Across the data below, state how many lines hold "build", and reply with nothing but that number.
-------- SUPPLIED DATA --------
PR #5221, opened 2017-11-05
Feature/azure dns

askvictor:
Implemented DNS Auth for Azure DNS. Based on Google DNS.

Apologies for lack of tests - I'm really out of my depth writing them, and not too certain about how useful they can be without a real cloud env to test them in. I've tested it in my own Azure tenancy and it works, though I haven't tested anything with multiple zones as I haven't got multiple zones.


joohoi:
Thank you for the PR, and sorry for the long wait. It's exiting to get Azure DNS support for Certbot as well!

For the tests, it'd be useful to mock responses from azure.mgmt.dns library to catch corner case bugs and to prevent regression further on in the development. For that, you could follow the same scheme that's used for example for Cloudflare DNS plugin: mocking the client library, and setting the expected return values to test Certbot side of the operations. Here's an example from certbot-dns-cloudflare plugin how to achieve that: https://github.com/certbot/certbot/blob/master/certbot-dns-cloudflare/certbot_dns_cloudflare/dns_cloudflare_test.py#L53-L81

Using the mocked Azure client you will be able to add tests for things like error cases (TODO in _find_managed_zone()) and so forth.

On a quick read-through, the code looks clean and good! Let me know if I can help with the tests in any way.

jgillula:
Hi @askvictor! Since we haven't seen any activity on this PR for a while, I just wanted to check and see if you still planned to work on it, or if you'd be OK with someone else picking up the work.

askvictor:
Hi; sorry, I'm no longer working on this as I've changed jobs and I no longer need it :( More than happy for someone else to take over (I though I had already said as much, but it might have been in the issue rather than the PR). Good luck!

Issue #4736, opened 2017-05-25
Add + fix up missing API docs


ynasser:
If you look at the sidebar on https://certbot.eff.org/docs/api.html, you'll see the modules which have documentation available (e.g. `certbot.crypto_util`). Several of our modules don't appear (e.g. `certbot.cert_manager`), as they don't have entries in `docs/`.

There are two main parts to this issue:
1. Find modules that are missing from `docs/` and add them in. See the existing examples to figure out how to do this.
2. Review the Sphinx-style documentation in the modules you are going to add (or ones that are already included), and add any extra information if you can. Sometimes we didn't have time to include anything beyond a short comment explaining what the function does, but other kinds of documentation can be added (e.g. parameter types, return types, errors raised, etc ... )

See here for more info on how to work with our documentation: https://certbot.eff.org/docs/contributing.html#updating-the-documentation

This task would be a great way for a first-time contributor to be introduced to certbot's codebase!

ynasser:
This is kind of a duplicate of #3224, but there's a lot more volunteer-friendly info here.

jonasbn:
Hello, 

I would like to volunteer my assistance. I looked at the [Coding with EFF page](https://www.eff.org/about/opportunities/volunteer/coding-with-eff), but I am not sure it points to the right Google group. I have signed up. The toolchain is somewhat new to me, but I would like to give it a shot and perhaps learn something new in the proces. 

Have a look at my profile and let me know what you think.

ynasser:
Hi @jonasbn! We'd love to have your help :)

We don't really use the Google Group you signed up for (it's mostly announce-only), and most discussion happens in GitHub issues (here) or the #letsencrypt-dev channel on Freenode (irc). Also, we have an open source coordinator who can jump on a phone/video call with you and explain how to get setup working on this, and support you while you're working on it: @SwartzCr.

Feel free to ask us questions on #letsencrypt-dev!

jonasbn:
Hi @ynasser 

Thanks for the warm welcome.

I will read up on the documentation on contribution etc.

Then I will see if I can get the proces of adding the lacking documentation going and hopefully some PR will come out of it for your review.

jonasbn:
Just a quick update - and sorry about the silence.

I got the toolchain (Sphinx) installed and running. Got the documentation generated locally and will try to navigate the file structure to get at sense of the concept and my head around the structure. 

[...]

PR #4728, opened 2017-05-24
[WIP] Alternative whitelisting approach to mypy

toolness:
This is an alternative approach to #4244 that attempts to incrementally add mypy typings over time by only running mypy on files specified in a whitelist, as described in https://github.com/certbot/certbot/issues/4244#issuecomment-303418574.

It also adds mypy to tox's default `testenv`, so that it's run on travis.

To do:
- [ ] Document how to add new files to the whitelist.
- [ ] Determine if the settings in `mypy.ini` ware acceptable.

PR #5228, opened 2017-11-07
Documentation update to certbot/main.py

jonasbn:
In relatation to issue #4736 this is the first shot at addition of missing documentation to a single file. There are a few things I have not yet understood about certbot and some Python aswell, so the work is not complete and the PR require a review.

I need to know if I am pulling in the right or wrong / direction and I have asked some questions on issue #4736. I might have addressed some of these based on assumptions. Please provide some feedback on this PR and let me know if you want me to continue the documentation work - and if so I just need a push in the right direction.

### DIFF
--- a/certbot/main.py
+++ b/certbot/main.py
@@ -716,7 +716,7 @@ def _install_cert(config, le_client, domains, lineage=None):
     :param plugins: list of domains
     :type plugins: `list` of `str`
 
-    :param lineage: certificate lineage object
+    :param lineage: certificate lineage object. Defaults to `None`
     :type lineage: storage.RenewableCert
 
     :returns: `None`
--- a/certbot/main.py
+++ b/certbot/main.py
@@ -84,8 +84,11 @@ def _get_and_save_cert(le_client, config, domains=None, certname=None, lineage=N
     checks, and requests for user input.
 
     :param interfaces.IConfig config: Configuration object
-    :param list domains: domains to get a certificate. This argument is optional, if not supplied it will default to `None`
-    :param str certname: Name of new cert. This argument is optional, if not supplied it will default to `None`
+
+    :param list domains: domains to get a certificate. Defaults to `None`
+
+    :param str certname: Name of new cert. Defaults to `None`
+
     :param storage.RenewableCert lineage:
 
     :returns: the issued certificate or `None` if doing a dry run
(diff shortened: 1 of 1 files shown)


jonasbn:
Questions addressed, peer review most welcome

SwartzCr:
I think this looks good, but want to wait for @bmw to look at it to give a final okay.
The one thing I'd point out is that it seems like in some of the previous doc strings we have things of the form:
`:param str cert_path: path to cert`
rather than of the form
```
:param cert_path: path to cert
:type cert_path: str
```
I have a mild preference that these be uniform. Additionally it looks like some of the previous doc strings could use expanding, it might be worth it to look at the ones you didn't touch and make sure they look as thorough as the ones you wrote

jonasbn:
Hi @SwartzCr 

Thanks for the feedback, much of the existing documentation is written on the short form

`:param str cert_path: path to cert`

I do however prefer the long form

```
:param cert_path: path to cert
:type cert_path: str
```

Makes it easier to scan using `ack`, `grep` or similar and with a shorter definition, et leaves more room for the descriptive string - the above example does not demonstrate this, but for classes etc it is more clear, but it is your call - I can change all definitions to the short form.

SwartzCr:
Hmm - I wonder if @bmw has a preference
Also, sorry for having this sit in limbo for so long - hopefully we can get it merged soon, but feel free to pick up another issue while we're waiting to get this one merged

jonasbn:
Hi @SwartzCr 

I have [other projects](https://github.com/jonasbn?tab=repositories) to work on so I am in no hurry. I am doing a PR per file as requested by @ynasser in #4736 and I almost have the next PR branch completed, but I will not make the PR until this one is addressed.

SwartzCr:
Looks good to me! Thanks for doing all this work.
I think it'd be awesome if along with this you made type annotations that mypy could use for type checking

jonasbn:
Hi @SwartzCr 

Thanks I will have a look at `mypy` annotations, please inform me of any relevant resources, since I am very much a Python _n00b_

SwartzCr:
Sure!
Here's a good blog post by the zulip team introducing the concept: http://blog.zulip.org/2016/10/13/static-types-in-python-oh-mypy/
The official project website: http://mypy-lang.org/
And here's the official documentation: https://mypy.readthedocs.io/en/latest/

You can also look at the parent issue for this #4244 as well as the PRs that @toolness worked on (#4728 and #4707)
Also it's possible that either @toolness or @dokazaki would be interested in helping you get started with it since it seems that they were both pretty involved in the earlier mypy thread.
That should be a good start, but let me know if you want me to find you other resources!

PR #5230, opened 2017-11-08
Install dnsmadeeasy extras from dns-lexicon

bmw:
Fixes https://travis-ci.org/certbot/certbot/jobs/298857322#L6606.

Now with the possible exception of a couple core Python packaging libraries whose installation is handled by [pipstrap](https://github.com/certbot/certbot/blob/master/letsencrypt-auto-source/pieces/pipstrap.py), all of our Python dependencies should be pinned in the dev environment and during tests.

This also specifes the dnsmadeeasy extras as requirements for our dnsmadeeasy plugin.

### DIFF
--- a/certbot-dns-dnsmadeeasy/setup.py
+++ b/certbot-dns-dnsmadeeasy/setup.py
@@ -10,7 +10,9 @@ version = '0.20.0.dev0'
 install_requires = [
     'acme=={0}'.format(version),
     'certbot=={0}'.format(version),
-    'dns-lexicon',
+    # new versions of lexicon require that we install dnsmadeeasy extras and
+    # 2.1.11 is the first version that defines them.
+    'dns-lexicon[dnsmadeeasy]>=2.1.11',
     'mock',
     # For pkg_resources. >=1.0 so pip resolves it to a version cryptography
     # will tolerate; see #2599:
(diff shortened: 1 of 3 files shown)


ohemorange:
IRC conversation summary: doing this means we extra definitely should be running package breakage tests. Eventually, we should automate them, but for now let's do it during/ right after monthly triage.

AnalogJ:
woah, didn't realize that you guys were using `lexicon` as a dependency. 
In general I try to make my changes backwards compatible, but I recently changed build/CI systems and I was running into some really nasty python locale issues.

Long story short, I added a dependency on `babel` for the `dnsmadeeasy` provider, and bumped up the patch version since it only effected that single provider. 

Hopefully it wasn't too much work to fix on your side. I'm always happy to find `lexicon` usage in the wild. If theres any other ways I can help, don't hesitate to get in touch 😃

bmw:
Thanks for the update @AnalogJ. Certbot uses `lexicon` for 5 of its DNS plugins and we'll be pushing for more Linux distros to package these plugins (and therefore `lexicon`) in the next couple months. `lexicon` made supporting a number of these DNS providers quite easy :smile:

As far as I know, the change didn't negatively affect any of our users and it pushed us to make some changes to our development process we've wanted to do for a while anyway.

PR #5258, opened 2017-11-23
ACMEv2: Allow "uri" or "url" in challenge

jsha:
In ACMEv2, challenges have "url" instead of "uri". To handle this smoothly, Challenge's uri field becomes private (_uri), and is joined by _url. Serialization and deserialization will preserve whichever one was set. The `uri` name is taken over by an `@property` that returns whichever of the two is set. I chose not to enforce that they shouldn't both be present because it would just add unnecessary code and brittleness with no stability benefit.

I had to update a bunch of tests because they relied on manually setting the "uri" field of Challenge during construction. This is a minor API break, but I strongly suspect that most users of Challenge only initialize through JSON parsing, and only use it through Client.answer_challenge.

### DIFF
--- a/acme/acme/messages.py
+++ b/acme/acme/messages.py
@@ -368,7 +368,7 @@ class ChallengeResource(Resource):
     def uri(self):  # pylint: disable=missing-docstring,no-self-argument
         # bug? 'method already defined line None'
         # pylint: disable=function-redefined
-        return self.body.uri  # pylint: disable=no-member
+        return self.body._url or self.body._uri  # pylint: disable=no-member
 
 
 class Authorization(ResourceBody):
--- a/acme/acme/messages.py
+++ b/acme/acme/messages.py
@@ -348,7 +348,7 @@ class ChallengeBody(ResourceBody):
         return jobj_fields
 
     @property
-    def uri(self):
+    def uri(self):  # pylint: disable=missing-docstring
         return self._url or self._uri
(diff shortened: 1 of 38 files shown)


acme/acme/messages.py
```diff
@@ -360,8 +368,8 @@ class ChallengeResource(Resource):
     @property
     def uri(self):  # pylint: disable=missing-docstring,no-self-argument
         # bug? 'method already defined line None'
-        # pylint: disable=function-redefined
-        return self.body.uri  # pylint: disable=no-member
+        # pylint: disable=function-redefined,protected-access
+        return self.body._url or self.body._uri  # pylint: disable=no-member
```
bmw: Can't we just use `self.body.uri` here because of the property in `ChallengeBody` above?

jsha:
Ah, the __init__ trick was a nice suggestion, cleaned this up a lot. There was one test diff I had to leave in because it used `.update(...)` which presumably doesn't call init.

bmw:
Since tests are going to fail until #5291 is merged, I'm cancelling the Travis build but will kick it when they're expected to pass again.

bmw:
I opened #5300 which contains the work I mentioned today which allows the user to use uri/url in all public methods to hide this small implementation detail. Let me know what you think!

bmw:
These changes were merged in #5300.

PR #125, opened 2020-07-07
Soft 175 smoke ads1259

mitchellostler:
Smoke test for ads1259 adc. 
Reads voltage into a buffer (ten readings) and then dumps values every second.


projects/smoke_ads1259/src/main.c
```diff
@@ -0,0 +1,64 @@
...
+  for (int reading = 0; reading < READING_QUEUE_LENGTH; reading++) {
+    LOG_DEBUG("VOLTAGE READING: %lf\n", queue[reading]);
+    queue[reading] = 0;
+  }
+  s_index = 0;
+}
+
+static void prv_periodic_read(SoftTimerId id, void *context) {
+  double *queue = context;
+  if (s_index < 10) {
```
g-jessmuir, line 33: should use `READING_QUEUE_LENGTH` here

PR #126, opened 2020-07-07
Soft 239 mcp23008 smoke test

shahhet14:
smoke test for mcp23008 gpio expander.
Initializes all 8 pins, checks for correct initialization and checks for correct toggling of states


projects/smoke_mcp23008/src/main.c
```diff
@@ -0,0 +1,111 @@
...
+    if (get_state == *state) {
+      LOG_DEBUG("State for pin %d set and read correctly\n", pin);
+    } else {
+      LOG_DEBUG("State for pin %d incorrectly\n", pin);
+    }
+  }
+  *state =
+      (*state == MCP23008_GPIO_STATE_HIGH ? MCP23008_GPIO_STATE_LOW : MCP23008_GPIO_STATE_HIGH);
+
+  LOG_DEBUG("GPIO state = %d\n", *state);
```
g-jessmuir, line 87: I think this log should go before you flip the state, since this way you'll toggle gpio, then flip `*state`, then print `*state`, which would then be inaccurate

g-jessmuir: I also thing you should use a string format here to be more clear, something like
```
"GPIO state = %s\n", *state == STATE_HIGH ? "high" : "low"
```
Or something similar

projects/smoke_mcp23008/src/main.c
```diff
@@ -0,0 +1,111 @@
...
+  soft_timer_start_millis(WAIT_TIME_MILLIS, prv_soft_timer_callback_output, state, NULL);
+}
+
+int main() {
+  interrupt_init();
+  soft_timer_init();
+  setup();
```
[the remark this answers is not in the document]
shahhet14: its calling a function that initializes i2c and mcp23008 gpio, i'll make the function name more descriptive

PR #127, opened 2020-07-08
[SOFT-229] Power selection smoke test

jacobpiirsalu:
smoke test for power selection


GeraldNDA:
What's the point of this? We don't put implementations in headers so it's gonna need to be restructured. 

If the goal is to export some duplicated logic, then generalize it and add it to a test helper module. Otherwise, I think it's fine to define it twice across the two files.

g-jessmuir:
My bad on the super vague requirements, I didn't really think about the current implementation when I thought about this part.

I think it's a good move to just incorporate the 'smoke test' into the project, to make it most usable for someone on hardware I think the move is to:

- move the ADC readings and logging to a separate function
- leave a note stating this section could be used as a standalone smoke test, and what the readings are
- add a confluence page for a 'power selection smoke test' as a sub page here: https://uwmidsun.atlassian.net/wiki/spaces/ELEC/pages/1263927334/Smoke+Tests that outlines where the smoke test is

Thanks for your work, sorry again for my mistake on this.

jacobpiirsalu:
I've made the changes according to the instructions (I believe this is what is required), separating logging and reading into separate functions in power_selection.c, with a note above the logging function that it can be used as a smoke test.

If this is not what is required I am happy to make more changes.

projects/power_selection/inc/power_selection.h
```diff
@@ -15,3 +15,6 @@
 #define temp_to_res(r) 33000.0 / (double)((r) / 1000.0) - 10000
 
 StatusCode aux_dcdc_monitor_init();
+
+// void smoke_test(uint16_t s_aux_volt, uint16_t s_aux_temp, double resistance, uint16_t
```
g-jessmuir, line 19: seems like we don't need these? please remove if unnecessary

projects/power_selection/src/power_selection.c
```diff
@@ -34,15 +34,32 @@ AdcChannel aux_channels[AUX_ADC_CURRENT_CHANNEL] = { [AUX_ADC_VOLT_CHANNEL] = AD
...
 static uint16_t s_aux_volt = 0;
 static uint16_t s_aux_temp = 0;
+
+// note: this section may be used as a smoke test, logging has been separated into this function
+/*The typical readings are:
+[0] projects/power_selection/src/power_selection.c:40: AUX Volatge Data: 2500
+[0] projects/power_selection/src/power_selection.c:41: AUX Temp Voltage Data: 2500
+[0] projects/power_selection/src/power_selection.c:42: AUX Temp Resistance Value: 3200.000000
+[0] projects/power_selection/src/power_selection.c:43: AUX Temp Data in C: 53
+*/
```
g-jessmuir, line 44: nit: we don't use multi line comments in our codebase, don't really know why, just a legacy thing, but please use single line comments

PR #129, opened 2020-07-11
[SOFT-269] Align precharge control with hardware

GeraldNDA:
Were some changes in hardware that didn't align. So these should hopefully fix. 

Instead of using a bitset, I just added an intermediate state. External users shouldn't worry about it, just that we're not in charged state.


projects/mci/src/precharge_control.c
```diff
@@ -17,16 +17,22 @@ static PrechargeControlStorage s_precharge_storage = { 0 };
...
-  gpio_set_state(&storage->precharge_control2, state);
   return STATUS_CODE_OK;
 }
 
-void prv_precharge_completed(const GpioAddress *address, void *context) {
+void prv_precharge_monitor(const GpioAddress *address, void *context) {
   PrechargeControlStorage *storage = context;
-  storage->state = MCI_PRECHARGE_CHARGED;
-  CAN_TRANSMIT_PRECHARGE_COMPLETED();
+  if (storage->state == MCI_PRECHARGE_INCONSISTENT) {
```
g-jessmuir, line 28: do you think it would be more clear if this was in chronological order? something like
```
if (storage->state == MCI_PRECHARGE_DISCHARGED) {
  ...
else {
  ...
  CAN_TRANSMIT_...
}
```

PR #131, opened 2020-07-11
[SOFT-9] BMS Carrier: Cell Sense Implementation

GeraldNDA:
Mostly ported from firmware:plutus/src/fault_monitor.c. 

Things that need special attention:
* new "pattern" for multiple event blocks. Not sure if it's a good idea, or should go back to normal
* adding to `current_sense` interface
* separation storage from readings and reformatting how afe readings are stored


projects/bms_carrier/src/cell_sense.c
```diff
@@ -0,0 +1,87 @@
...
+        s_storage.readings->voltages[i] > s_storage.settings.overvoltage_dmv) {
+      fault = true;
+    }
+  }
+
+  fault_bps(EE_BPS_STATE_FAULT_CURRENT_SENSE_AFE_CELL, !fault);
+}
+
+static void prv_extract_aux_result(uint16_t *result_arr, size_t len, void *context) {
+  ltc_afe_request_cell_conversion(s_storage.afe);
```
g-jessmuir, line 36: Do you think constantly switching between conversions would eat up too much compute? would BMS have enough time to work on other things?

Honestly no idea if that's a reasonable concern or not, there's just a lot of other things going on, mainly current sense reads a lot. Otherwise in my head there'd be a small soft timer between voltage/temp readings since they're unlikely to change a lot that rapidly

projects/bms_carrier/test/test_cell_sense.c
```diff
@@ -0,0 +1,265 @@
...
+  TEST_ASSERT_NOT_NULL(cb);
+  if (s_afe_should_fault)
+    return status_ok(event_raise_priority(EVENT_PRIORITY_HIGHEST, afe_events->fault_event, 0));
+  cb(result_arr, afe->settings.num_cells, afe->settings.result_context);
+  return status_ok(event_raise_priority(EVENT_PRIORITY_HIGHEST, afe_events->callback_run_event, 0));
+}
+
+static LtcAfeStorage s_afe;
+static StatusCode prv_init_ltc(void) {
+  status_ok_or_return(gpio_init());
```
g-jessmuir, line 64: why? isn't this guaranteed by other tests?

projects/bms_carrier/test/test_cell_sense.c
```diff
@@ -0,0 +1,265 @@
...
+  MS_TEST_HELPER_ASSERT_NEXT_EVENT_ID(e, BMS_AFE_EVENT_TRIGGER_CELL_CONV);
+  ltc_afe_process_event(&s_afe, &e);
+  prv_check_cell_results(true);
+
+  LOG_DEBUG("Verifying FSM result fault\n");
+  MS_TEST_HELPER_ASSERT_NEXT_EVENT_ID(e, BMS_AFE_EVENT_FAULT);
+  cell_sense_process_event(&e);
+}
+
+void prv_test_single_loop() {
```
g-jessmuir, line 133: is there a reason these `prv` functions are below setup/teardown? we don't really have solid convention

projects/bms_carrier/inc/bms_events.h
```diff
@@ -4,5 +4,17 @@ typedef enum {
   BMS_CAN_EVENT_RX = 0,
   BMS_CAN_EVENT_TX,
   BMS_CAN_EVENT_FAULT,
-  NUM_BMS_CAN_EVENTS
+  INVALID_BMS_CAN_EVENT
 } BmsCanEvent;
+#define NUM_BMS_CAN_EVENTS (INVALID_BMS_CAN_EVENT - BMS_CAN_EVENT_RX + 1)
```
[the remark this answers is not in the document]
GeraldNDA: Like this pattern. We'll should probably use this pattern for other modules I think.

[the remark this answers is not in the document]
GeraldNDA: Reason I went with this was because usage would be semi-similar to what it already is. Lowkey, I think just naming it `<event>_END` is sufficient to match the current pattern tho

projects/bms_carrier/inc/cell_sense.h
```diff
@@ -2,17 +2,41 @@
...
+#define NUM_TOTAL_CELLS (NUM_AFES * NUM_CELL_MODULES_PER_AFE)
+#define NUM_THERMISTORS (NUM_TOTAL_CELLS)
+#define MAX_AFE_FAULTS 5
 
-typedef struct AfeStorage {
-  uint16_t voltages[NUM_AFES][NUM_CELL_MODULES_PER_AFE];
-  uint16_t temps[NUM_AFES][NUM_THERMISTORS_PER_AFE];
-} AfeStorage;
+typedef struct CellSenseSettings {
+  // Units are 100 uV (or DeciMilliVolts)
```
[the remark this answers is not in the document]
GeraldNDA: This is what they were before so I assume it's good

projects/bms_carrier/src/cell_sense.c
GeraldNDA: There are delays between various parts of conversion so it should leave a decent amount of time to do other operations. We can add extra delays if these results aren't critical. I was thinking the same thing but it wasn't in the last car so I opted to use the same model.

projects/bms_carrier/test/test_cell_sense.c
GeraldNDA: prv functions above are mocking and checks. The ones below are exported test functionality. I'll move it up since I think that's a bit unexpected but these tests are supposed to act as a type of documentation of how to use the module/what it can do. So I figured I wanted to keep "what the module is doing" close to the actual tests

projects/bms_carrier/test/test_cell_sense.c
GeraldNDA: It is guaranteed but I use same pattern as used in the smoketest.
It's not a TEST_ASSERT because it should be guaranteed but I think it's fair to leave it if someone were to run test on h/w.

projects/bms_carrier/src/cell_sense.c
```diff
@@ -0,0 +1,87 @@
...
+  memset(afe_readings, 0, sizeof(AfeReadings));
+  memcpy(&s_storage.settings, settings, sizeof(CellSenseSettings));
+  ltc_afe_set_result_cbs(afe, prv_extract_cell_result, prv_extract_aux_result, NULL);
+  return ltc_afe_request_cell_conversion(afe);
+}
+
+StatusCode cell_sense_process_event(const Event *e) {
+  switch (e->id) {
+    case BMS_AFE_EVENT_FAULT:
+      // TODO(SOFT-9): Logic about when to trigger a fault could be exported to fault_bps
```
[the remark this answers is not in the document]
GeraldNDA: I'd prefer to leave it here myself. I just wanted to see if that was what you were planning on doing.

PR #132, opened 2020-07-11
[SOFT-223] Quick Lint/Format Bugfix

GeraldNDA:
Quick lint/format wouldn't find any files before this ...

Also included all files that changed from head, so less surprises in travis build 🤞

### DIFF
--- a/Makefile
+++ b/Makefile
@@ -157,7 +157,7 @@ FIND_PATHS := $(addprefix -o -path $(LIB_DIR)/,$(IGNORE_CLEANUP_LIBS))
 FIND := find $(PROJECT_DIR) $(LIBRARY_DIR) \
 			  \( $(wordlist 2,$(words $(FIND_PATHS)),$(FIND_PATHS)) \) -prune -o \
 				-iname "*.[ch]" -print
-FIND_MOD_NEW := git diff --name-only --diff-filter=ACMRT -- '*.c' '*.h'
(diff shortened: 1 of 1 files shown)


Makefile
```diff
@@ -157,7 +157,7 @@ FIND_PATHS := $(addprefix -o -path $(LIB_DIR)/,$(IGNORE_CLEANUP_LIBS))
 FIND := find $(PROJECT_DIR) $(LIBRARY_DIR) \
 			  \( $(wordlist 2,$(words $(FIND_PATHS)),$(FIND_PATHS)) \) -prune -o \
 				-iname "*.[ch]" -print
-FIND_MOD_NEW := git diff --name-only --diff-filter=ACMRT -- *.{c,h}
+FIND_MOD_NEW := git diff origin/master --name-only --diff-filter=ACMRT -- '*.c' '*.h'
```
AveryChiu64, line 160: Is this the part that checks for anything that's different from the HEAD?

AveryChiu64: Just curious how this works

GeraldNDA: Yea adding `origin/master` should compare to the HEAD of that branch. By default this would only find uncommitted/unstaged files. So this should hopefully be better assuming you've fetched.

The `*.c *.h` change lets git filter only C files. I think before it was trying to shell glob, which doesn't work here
--------
**TASK RESULT**
3